Type out all the data below, word for word.

▸ Information shown:
--- START ---

PR #508, opened 2023-11-29
pytorch bindings

Emvlt:
Bug appears only in 3D

### DIFF
--- a/Common/CUDA/Siddon_projection.cu
+++ b/Common/CUDA/Siddon_projection.cu
@@ -674,100 +674,90 @@ void computeDeltas_Siddon(Geometry geo,int i, Point3D* uvorigin, Point3D* deltaU
     //End point
     Point3D P,Pu0,Pv0;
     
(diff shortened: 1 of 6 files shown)


AnderBiguri:
Thanks @Emvlt , I'll have a look. AFAIK: 2D works, 3D crashes.

Emvlt:
So, the crash only happens when forward is called a second time. I can compute a first forward pass exactly the way it should be, but the second call always crashes in 3D. The problematic line is 
` x = x.detach().cpu().numpy()`

AnderBiguri:
I am a bit confused on the different way you tread the 3D version and the 2D version, can you explain further?

In TIGRE, there is no 2D operators, there are only 3D operators that can take 3 rd dimension == 1, so a priori, there is no need to change anything in the way you call  Ax(). 

Would it not make it easier to treat these the same way? i.e. always assume you get a 3D tensor (+batch) as input. This makes it 4D for the THREE_D image case right? why do you have 5D sometimes in the THREE_D case?

Emvlt:
This pull request accounts for:

- Forward and Backward Operators as torch.nn.Modules
- Demo 23: CT reconstruction by iterative data discrepancy minimisation (there is a TODO for @AnderBiguri in this file + there is a known bug for 3D)
- Demo 24: LPD training on MNIST data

--- END ---

▸ Answer for this exercise:
PR #508, opened 2023-11-29
pytorch bindings

Emvlt:
Bug appears only in 3D

### DIFF
--- a/Common/CUDA/Siddon_projection.cu
+++ b/Common/CUDA/Siddon_projection.cu
@@ -674,100 +674,90 @@ void computeDeltas_Siddon(Geometry geo,int i, Point3D* uvorigin, Point3D* deltaU
     //End point
     Point3D P,Pu0,Pv0;
     
(diff shortened: 1 of 6 files shown)


AnderBiguri:
Thanks @Emvlt , I'll have a look. AFAIK: 2D works, 3D crashes.

Emvlt:
So, the crash only happens when forward is called a second time. I can compute a first forward pass exactly the way it should be, but the second call always crashes in 3D. The problematic line is 
` x = x.detach().cpu().numpy()`

AnderBiguri:
I am a bit confused on the different way you tread the 3D version and the 2D version, can you explain further?

In TIGRE, there is no 2D operators, there are only 3D operators that can take 3 rd dimension == 1, so a priori, there is no need to change anything in the way you call  Ax(). 

Would it not make it easier to treat these the same way? i.e. always assume you get a 3D tensor (+batch) as input. This makes it 4D for the THREE_D image case right? why do you have 5D sometimes in the THREE_D case?

Emvlt:
This pull request accounts for:

- Forward and Backward Operators as torch.nn.Modules
- Demo 23: CT reconstruction by iterative data discrepancy minimisation (there is a TODO for @AnderBiguri in this file + there is a known bug for 3D)
- Demo 24: LPD training on MNIST data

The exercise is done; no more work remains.